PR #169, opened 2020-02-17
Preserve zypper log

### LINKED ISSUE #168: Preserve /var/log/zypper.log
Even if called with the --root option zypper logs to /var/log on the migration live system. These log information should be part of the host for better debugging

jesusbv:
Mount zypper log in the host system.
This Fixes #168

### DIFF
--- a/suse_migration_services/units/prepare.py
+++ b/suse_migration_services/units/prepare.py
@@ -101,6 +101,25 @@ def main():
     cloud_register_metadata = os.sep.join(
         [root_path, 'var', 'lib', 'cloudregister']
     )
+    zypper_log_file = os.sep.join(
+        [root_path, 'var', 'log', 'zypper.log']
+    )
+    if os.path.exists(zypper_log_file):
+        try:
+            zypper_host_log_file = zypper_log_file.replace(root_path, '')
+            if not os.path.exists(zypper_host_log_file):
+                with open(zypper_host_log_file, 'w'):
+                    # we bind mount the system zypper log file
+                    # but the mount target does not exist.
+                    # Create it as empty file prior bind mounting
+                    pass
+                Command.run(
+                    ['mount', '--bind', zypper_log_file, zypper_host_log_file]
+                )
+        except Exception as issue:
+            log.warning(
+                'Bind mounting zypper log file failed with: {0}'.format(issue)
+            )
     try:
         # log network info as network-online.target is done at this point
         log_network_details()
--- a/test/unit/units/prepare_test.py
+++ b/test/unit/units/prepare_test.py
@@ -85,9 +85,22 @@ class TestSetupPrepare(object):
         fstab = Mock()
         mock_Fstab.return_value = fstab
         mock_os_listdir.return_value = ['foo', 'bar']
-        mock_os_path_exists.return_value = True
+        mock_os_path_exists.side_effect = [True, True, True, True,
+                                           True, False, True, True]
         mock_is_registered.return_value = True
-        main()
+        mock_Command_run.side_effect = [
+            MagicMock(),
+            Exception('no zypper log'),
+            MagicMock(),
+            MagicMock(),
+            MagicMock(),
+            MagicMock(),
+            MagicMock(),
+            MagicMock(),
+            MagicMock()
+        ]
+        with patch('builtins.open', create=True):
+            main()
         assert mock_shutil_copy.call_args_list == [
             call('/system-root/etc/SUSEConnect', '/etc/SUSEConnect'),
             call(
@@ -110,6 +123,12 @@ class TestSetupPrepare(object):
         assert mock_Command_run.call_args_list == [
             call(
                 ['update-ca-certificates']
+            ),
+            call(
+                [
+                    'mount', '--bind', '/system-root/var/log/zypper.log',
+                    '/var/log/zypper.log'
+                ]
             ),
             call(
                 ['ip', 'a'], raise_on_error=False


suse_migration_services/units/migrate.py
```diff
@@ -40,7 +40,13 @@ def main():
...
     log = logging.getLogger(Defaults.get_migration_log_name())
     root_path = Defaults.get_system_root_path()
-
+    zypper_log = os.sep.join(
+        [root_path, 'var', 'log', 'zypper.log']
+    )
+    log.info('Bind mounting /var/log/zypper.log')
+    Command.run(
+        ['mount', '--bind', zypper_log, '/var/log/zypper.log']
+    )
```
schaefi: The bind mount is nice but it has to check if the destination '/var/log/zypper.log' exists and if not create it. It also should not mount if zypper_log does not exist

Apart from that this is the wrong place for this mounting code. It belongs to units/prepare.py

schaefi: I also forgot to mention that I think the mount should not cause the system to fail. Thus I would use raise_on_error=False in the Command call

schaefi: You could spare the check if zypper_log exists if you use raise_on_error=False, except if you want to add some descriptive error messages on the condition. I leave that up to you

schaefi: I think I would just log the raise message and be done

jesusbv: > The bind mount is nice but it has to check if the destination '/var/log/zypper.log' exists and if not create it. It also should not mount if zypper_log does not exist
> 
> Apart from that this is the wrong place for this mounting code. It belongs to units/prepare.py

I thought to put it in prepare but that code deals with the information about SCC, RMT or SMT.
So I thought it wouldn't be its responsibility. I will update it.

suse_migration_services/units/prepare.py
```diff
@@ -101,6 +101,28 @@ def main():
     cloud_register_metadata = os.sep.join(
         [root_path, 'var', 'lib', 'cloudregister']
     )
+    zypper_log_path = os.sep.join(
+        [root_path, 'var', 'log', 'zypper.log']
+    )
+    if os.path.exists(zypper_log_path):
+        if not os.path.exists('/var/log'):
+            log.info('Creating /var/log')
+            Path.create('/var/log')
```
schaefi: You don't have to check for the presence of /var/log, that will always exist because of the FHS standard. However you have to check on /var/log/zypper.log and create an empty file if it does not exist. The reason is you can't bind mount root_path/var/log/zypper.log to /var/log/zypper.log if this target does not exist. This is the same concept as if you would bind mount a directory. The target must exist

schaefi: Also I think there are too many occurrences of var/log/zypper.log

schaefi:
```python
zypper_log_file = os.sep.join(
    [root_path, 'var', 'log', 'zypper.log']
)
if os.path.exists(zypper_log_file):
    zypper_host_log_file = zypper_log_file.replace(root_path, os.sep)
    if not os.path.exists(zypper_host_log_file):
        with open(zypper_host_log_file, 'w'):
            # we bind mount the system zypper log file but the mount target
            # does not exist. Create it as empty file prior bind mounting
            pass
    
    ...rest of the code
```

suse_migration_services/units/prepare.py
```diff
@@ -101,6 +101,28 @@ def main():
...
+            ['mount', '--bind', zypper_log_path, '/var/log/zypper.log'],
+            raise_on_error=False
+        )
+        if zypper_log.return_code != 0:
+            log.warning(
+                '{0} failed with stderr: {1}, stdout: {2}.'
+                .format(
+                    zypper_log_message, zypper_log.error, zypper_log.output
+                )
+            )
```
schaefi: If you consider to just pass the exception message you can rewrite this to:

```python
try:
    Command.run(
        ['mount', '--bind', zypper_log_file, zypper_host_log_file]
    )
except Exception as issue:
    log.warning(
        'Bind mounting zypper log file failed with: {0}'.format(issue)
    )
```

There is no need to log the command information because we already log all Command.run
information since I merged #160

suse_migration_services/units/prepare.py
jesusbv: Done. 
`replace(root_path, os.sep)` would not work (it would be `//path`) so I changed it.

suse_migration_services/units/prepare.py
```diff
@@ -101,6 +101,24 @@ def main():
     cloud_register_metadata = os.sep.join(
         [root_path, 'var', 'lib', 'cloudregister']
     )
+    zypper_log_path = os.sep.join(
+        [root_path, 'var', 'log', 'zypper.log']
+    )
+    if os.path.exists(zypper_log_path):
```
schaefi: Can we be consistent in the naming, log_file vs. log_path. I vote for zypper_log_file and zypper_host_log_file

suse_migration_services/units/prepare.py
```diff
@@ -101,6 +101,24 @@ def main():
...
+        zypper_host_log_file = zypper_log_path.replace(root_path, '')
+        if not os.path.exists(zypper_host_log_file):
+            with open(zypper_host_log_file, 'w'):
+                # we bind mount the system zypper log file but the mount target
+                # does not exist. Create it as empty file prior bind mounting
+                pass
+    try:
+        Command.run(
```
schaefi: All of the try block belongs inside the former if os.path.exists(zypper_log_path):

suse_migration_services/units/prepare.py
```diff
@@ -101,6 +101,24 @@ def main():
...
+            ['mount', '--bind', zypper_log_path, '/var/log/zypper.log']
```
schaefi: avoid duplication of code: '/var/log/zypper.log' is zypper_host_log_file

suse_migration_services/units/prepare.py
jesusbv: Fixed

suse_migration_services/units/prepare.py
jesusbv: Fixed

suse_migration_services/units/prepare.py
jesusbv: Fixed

...

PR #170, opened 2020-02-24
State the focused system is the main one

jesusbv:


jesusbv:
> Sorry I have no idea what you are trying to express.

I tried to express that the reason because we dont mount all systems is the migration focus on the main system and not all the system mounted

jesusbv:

- _What you need to do_: From the records above, repeat exactly the lines from the one with "schaefi: You could" through the one with "schaefi: I think", both included.

- _Exercise solution_:
schaefi: You could spare the check if zypper_log exists if you use raise_on_error=False, except if you want to add some descriptive error messages on the condition. I leave that up to you

schaefi: I think I would just log the raise message and be done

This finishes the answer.